Lo que las mujeres nunca podemos olvidar, además del maquillaje, es el orgullo. Generalmente, las actitudes femeninas no son comprensibles para los hombres, pero todo tiene un porqué y, sin duda, una de las respuestas es la vanidad. Cuando nosotras decimos “no”, muchas veces este es el disfraz bajo el cual late un “sí” ansioso de insistencia por parte de ellos, que en vez de quedar confundidos deben saber leer entre líneas el verdadero significado de las palabras.

El hecho de que algún ex u otro pretendiente deje de mensajearte, empiece a hablar con otra y comience a darles “me gusta” a las fotos de algunas señoritas —por más que él no te guste— puede molestarte, porque te sentís remplazada (cosa que nunca vas a aceptar) o, simplemente, porque te levanta la autoestima ser objeto de halagos todo el tiempo, ya sea por redes sociales o por el cel.

Los muchachos dicen que entender a las mujeres es muy difícil y para algunos hasta imposible, pero en verdad no es tan complejo, ya que muchas veces lo que expresamos en realidad no es lo que sentimos, y lo hacemos solo para comprobar si él puede descifrar lo que queremos decir.

A veces, los muchachos no comprenden cuando una chica les da luz verde para entablar una relación amorosa. Si decimos que “no”, tal vez solo necesitamos más insistencia por parte de él, como más cumplidos y regalos; para eso deben poner un poco más de empeño en conquistarnos. En el caso de que el individuo no sea un galán de Hollywood, el esmero debe ser un factor infaltable, así como el carisma.
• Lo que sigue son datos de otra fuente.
PR #152, opened 2026-07-24
feat(npu): token-balanced async MoE microbatch split for DP+TP/SP

### LINKED ISSUE #149: [Feature]: Support token-based CAMAsync microbatch splitting for non-PCP DP+TP/SP topologies

`CAMAsyncAFDConnector` currently supports AFD-managed asynchronous MoE ubatching by splitting prefill work into exactly two microbatches at request boundaries. This policy is suitable for the existing PCP-oriented path, but it does not cover CAMAsync deployments where Attention is not using PCP and the topology is instead DP+TP or DP+SP.

In non-PCP DP+TP/SP deployments, request lengths can differ significantly. Splitting only by request count can therefore produce heavily imbalanced microbatches, reduce Attention/FFN overlap, and leave one pipeline stage much larger than the other.

Add a token-count-based microbatch split policy for CAMAsync in non-PCP DP+TP/SP topologies so the two stages carry approximately balanced token workloads.

## Proposed change

Extend the plugin-owned CAMAsync async-MoE ubatch planner to support token-based splitting:

- Detect the non-PCP CAMAsync topology and select a token-count-based split for DP+TP and DP+SP execution.
- Split the flattened prefill token workload into exactly two microbatches with token counts as balanced as possible.
- Preserve token order and rebuild all stage-local request/token offsets, sequence lengths, routing metadata, and Attention metadata required by TP/SP execution.
- Ensure every input token belongs to exactly one microbatch, with no loss or duplication.
- Keep CAM dispatch/combine payloads and pending state paired by microbatch/stage.
- Preserve the existing PCP request-boundary behavior and avoid changing native vLLM DBO semantics.
- Expose the behavior through the existing `connector_extra_config` namespace, either by adding a token split value such as `async_moe_split="token"` or by resolving the policy automatically from the validated topology. The final configuration contract should fail early for unsupported combinations.

Initial scope is CAMAsync prefill with `async_moe_ubatching=true` and exactly two microbatches.

Preferred extension point: the plugin-owned CAMAsync async-MoE ubatch planner and stage metadata construction used by `AFDNPUAttentionModelRunner` and the CAMAsync DeepSeek forward path.

Compat shim needed: only if the pinned vLLM v0.19.1 / vLLM-Ascend v0.19.1rc1 metadata types require version-specific slicing or reconstruction for DP/SP fields.

Monkey patch needed: none expected. The implementation should not modify the vLLM or vLLM-Ascend source tree.

## Alternatives considered

- Continue using request-boundary splitting for all topologies. This is simple but can be badly imbalanced when request token lengths are skewed.
- Use native vLLM DBO. CAMAsync currently rejects native DBO, and async MoE ubatching has different scheduling and connector semantics.
- Enable PCP solely to reuse the existing policy. This unnecessarily constrains deployments that require DP+TP/SP.

## Validation plan

- CPU-safe unit tests for balanced and skewed token distributions, including odd token counts, a single long request, multiple short requests, and padded batches.
- Assert complete token coverage, stable ordering, no overlap, and correct reconstruction of stage-local token/request offsets and sequence metadata.
- Validate topology selection: PCP keeps the current request-boundary policy; non-PCP DP+TP and DP+SP select or accept the token policy; unsupported combinations fail early.
- NPU E2E coverage for CAMAsync prefill with DP+TP and DP+SP, `async_moe_ubatching=true`, and two microbatches.
- Compare output accuracy with the non-ubatched CAMAsync baseline and verify dispatch/combine stage ordering.
- Add a skewed-length workload check showing that the two microbatch token counts are approximately balanced.
- Confirm no regression for the existing PCP CAMAsync recipe.

## Acceptance criteria

- CAMAsync async-MoE ubatching works in non-PCP DP+TP and DP+SP topologies.
- The two microbatches are split according to token count rather than request count and are approximately balanced.
- TP/SP metadata and CAM routing state remain correct for both stages.
- PCP behavior remains unchanged.
- The implementation stays within plugin-owned scheduling/metadata code and supports the pinned vLLM/vLLM-Ascend baseline without source-tree changes.

## Before submitting

- [x] I identified this as plugin-owned CAMAsync scheduling and metadata work, with a versioned compat helper only if required by pinned upstream metadata contracts.

ShwStone:
CAMAsyncAFDConnector previously split async MoE prefill work into two microbatches only at request boundaries. This works for PCP deployments but produces heavily imbalanced stages in non-PCP DP+TP/SP topologies where request lengths differ.

Add a token-count-based split policy:

- Introduce `async_moe_split` connector_extra_config with values `"request"` (default, preserves PCP behavior) and `"token"`.
- On non-PCP DP+TP/SP topologies, split the padded prefill token workload into two TP-aligned stages of approximately equal size.
- Rebuild stage-local request/token offsets, sequence lengths, and Ascend attention metadata for each stage.
- Add SP-local ubatch slices (`sp_local_ubatch_slices`) so model-side stage slicing works when sequence parallelism shards tokens across TP ranks.
- Move stage-input slicing into `ubatch_sp.py` and keep the forward orchestration in `deepseek_v2_async_cam_forward.py` minimal.

Startup validation fail-fast:
- Reject `async_moe_split="token"` on unsupported topologies.
- Warn when running `"request"` on a topology that supports `"token"`.

Tests cover request-boundary vs token-balanced selection, TP-size alignment, padded/odd token counts, SP-local token mapping, and topology validation.

## Purpose

Implement the token-balanced async MoE microbatch split for non-PCP DP+TP/SP topologies, as described in #149. The goal is to avoid heavily imbalanced pipeline stages when request lengths are skewed, while keeping the existing PCP request-boundary behavior unchanged.

## Issue

- Related issue(s): #149
- Closing keyword, only if fully resolved: Closes #149

## Scope

- In scope:
  - CAMAsync async MoE ubatch planning for prefill with exactly two microbatches.
  - Token-balanced split on non-PCP DP+TP/SP topologies.
  - TP-aligned split points and padded batch handling.
  - Stage-local attention metadata reconstruction.
  - SP-local ubatch slices for sequence-parallel tensor slicing.
  - Startup validation and user-facing `async_moe_split` config contract.
  - CPU-safe unit tests for planner and SP-local slicing.
- Out of scope:
  - Native vLLM DBO behavior changes.
  - Decode context parallel support.
  - More than two microbatches.
  - GPU-specific implementations.

## Implementation Notes

- The split policy is selected in plugin-owned `afd_plugin.v1.worker.npu.ubatch_utils.create_async_moe_ubatch_slices`, which returns both the slices and the applied policy string (`request_boundary` or `token_balanced_tp`).
- Topology capability is shared between runtime planning and startup validation via `enable_token_balanced_async_moe_split`.
- SP-local slice mapping is isolated in `afd_plugin.model_executor.models.npu.ubatch_sp.build_async_moe_stage_inputs`; the forward orchestration only consumes the resulting stage tensors and slice metadata.
- No changes are made to the vLLM or vLLM-Ascend source checkout; all extension points are plugin-owned classes/functions.
- All new imports are CPU-safe; NPU-specific modules are stubbed in unit tests.

## Test Plan

- CPU-only unit tests:
  - `tests/unit/v1/worker/test_npu_runtime.py` — ubatch planning, SP-local slice mapping, validation warnings/errors.
  - `tests/unit/model_executor/models/test_forward_context.py` — forward orchestration structure assertions.
- GPU/NPU-gated E2E (planned, requires hardware):
  - CAMAsync prefill with DP+TP and DP+SP, `async_moe_ubatching=true`, two microbatches.
  - Output accuracy comparison against non-ubatched CAMAsync baseline.
  - Skewed-length workload balance check.
  - Existing PCP CAMAsync recipe regression check.

## Test Result

- CPU unit tests pass locally: `py_compile`, `ruff check`, `ruff format`.
- Full pytest suite was not executed; NPU E2E validation is pending hardware access.

## Docs Impact

- Files updated: inline code comments and docstrings in modified modules.
- No standalone documentation changes; the feature is controlled through `connector_extra_config.async_moe_split`.

---

<details>

- [x] Scope is bounded.

</details>

### DIFF
--- a/afd_plugin/model_executor/models/forward_context.py
+++ b/afd_plugin/model_executor/models/forward_context.py
@@ -18,7 +18,44 @@ from afd_plugin.connectors import AFDForwardContextMetadata
 ASYNC_MOE_UBATCH_METADATA_KEY: Final[str] = "afd_async_moe_ubatch_metadata"
 
 
-class AsyncMoeUbatchMetadata(TypedDict):
+class _AsyncMoeUbatchMetadataOptional(TypedDict, total=False):
+    """Optional SP-local fields for ``AsyncMoeUbatchMetadata``.
+
+    A separate ``total=False`` base class is used instead of
+    ``typing.NotRequired`` because the plugin supports Python 3.10, where
+    ``NotRequired`` is only available via the external ``typing_extensions``
+    package. Keeping the base class avoids adding a new runtime dependency.
+    """
+
+    # SP-local stage layout: when SP shards the full batch across TP ranks,
+    # transpose it into equal per-stage rank shards before attention and
+    # restore the original layout after the async MoE pipeline.
+    use_sp_stage_resharding: bool
+    sp_local_stage_slices: UBatchSlices
+    stage_actual_token_counts: list[int]
+    sp_local_stage_actual_token_counts: list[int]
+
+
+class AsyncMoeUbatchMetadata(_AsyncMoeUbatchMetadataOptional):
+    """Async MoE ubatch sidecar metadata carried by the forward context.
+
+    The required fields (``attn_metadata``, ``ubatch_slices``) are always
+    populated by the attention model runner before the model forward starts.
+    The optional layout fields describe padded stage inputs and their real
+    token coverage:
+
+    - ``use_sp_stage_resharding``: set to ``True`` by the attention model
+      runner when Ascend sequence parallelism is active and the applied split
+      is TP-aligned.
+    - ``sp_local_stage_slices``: set by
+      ``build_async_moe_stage_inputs`` during model forward; its lengths
+      describe the equal per-rank stage shards, not ranges into the original
+      full-batch local shard.
+    - ``stage_actual_token_counts`` and
+      ``sp_local_stage_actual_token_counts`` distinguish real token rows from
+      DP/SP padding globally and on the current TP rank.
+    """
+
     attn_metadata: object
     ubatch_slices: UBatchSlices
 
--- a/afd_plugin/model_executor/models/npu/ubatch_sp.py
+++ b/afd_plugin/model_executor/models/npu/ubatch_sp.py
@@ -1,0 +1,406 @@
+# SPDX-License-Identifier: Apache-2.0
+# SPDX-FileCopyrightText: Copyright contributors to the AFD plugin project
+"""Sequence-parallel stage layout helpers for async MoE ubatching.
+
+Ascend sequence parallelism stores the full-batch tensor as one contiguous
+rank-major shard per TP rank. Async MoE stages instead need a contiguous
+global stage reconstructed by the attention operator's TP all-gather. The
+helpers below explicitly transpose between those two layouts:
+
+* full-batch rank shards -> global full batch -> per-stage rank shards;
+* per-stage rank shards -> global stages -> original full-batch rank shards.
+
+Slicing each full-batch rank shard independently cannot implement this
+transpose and silently pairs hidden states with another stage's positions.
+"""
+
+from __future__ import annotations
+
+from typing import overload
+
+import torch
+from vllm.distributed import tensor_model_parallel_all_gather
+from vllm.distributed.parallel_state import get_tp_group
+from vllm.v1.worker.ubatch_utils import UBatchSlice, UBatchSlices
+
+
+def build_async_moe_stage_inputs(
+    *,
+    hidden_states: torch.Tensor,
+    residual: torch.Tensor | None,
+    positions: torch.Tensor,
+    llama_4_scaling: torch.Tensor | None,
+    ubatch_slices: UBatchSlices,
+    use_sp_stage_resharding: bool,
+) -> tuple[
+    list[torch.Tensor],
+    list[torch.Tensor | None],
+    list[torch.Tensor],
+    list[torch.Tensor | None],
+    UBatchSlices,
+]:
+    """Build stage inputs in the layout expected by Ascend attention."""
+    if not use_sp_stage_resharding:
+        return _build_non_sp_stage_inputs(
+            hidden_states=hidden_states,
+            residual=residual,
+            positions=positions,
+            llama_4_scaling=llama_4_scaling,
+            ubatch_slices=ubatch_slices,
+        )
+
+    tp_group = get_tp_group()
+    tp_rank = int(tp_group.rank_in_group)
+    tp_size = int(tp_group.world_size)
+    global_num_tokens = sum(
+        int(ubatch_slice.num_tokens) for ubatch_slice in ubatch_slices
+    )
+    if tp_size <= 1 or int(hidden_states.shape[0]) == global_num_tokens:
+        return _build_non_sp_stage_inputs(
+            hidden_states=hidden_states,
+            residual=residual,
+            positions=positions,
+            llama_4_scaling=llama_4_scaling,
+            ubatch_slices=ubatch_slices,
+        )
+    if global_num_tokens % tp_size != 0:
+        raise ValueError(
+            "Async MoE SP full-batch token count must be divisible by TP size; "
+            f"got num_tokens={global_num_tokens}, tp_size={tp_size}",
+        )
+    expected_local_tokens = global_num_tokens // tp_size
+    if int(hidden_states.shape[0]) != expected_local_tokens:
+        raise ValueError(
+            "Async MoE SP hidden-state layout mismatch: expected "
+            f"{expected_local_tokens} local rows for {global_num_tokens} "
+            f"global tokens at TP={tp_size}, got {int(hidden_states.shape[0])}",
+        )
+
+    # This transpose is paid once before and once after the complete MoE
+    # pipeline, not once per layer. A future optimization can replace the
+    # temporary global tensors with variable-split TP all-to-all after vLLM
+    # exposes a stable backend-neutral API for it.
+    global_hidden_states = _gather_sp_sequence_tensor(
+        hidden_states,
+        token_dim=0,
+        expected_global_tokens=global_num_tokens,
+    )
+    global_residual = (
+        None
+        if residual is None
+        else _gather_sp_sequence_tensor(
+            residual,
+            token_dim=0,
+            expected_global_tokens=global_num_tokens,
+        )
+    )
+    global_positions, positions_token_dim = _to_global_sequence_tensor(
+        positions,
+        local_num_tokens=expected_local_tokens,
+        global_num_tokens=global_num_tokens,
+    )
+    if llama_4_scaling is None:
+        global_llama_4_scaling = None
+        scaling_token_dim = None
+    else:
+        global_llama_4_scaling, scaling_token_dim = _to_global_sequence_tensor(
+            llama_4_scaling,
+            local_num_tokens=expected_local_tokens,
+            global_num_tokens=global_num_tokens,
+        )
+
+    stage_hidden_states: list[torch.Tensor] = []
+    stage_residual: list[torch.Tensor | None] = []
+    stage_positions: list[torch.Tensor] = []
+    stage_llama_4_scaling: list[torch.Tensor | None] = []
+    sp_local_stage_slices: UBatchSlices = []
+    local_stage_start = 0
+
+    for ubatch_slice in ubatch_slices:
+        stage_tokens = int(ubatch_slice.num_tokens)
+        if stage_tokens % tp_size != 0:
+            raise ValueError(
+                "Async MoE SP stage token count must be divisible by TP size; "
+                f"got token_slice={ubatch_slice.token_slice}, tp_size={tp_size}",
+            )
+        local_stage_tokens = stage_tokens // tp_size
+        global_stage_start = int(ubatch_slice.token_slice.start)
+        local_global_start = global_stage_start + tp_rank * local_stage_tokens
+        local_global_stop = local_global_start + local_stage_tokens
+        local_global_slice = slice(local_global_start, local_global_stop)
+
+        stage_hidden_states.append(global_hidden_states[local_global_slice])
+        stage_residual.append(
+            _slice_optional_first_dim(global_residual, local_global_slice),
+        )
+        stage_positions.append(
+            _slice_sequence_dim(
+                global_positions,
+                positions_token_dim,
+                local_global_slice,
+            ),
+        )
+        stage_llama_4_scaling.append(
+            None
+            if global_llama_4_scaling is None or scaling_token_dim is None
+            else _slice_sequence_dim(
+                global_llama_4_scaling,
+                scaling_token_dim,
+                local_global_slice,
+            )
+        )
+
+        local_stage_stop = local_stage_start + local_stage_tokens
+        sp_local_stage_slices.append(
+            UBatchSlice(
+                ubatch_slice.request_slice,
+                slice(local_stage_start, local_stage_stop),
+            ),
+        )
+        local_stage_start = local_stage_stop
+
+    return (
+        stage_hidden_states,
+        stage_residual,
+        stage_positions,
+        stage_llama_4_scaling,
+        sp_local_stage_slices,
+    )
+
+
+def restore_async_moe_stage_outputs(
+    stage_outputs: list[torch.Tensor],
+    ubatch_slices: UBatchSlices,
+    *,
+    use_sp_stage_resharding: bool,
+) -> torch.Tensor:
+    """Restore stage outputs to the model's original full-batch SP layout."""
+    if not use_sp_stage_resharding:
+        return torch.cat(stage_outputs, dim=0)
+
+    tp_group = get_tp_group()
+    tp_rank = int(tp_group.rank_in_group)
+    tp_size = int(tp_group.world_size)
+    global_num_tokens = sum(
+        int(ubatch_slice.num_tokens) for ubatch_slice in ubatch_slices
+    )
+    if len(stage_outputs) != len(ubatch_slices):
+        raise ValueError(
+            "Async MoE stage output count does not match ubatch metadata; "
+            f"got {len(stage_outputs)} outputs and {len(ubatch_slices)} slices",
+        )
+
+    global_stage_outputs: list[torch.Tensor] = []
+    for stage_output, ubatch_slice in zip(
+        stage_outputs,
+        ubatch_slices,
+        strict=True,
+    ):
+        global_stage_outputs.append(
+            _gather_sp_sequence_tensor(
+                stage_output,
+                token_dim=0,
+                expected_global_tokens=int(ubatch_slice.num_tokens),
+            ),
+        )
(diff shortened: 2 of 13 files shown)


jiangkuaixue123:
Test plan: Let’s first use DSV2-Lite to validate accuracy with TP/SP u-batch splitting.

afd_plugin/model_executor/models/npu/ubatch_sp.py
```diff
@@ -0,0 +1,261 @@
...
+    padded_tokens = sp_local_token_count(stage_tokens, tp_size) * tp_size
+    if padded_tokens > stage_tokens:
+        stage_tensor = _pad_sequence_tensor(
+            stage_tensor,
+            padded_tokens - stage_tokens,
+        )
+    tokens_per_rank = padded_tokens // tp_size
+    local_start = tp_rank * tokens_per_rank
+    local_stop = local_start + tokens_per_rank
+    return _slice_sequence_tensor(stage_tensor, slice(local_start, local_stop))
```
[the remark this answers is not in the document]
ShwStone: this is a bug

jiangkuaixue123:
Please fix DCO and CI.

jiangkuaixue123:
**Scan:**
| Category | Result |
|---|---|
| Tests / verification | 3 finding(s) below |
| Docs / comments | 2 finding(s) below |
| Correctness | no finding reported |

**Validated:**
- [sweep] Checked ASYNC_MOE_REQUEST_SPLIT consumers via grep: feature_validation.py (updated), async_cam.py (constant unchanged, docstring updated). No stale consumers.
- [sweep] Checked create_request_boundary_ubatch_slices callers via grep: attention_model_runner.py now calls create_async_moe_ubatch_slices; create_request_boundary_ubatch_slices still exported and used as fallback. Tests updated.
- [sweep] Checked AsyncMoeUbatchMetadata consumers via grep: forward_context.py (definition extended with optional fields), deepseek_v2_async_cam_forward.py (reads new sp_local_ubatch_slices via .get with fallback), deepseek_v2.py (reads via get_async_moe_ubatch_metadata_from_forward_context). Backward-compatible.
- [sweep] Checked removed _slice_optional_first_dim, _slice_positions, _slice_llama_4_scaling: all were private to deepseek_v2_async_cam_forward.py. No external consumers found — safe removal.
- [sweep] Checked async_moe_split default: ASYNC_MOE_REQUEST_SPLIT = "request" unchanged. New ASYNC_MOE_TOKEN_SPLIT = "token" constant added. AFDAsyncExtraInfo.async_moe_split default remains "request".
- [sweep] Checked docs/npu/CAM_ASYNC_CONNECTOR_USER_GUIDE.md:154 — says 'request-boundary splitting only', stale after PR. Line in 'Current limitations' also says 'two request-boundary stages'. Must document "token".
- [sweep] Checked docs/design/module/connector_contracts.md:94 — says 'optional request-boundary pipeline', stale. docs/design_zh/module/connector_contracts.md:77 same.
- [sweep] Checked recipe/npu/CAMAsyncAFDConnector/deepseek_v3_2/README.md:72 — describes 'request-level splitting' for this recipe, still accurate but doesn't acknowledge "token" option.

`afd_plugin/v1/worker/npu/attention_model_runner.py:234` [major] — The diff changes `_build_attention_metadata_with_async_moe_ubatches` to call `create_async_moe_ubatch_slices` and store `use_sp_local_ubatch_slices` in the metadata dict. There are no unit tests for this path. Add a CPU unit test that instantiates `AFDNPUAttentionModelRunner` with `async_moe_ubatching=True`, `split='token'`, and a suitable batch; verify the metadata contains `use_sp_local_ubatch_slices` and the correct `ubatch_slices`. (evidence: grep pattern '_build_attention_metadata_with_async_moe_ubatches|async_moe_ubatching' in tests/ returned zero matches; read_file of tests/unit/v1/worker/test_npu_runtime.py confirmed no test exercises this method.)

El famoso “churrazo” no va a tener oportunidad alguna de ser querido por una chica si tiene demasiada “autoestima”, porque puede resultar pesado e insoportable, ya que, en la relación, la mujer tiene que ser el centro de atención y la que está al mando.

Que nos entiendan es difícil, pero no imposible; es cuestión de leer entre líneas, comprender lo que hay detrás de una mirada, sonrisa o cualquier otro gesto, descifrar cuando estamos enojadas, conocer los estados de ánimo y saber que muchas actitudes son solo producto del orgullo que llevamos como toda mujer.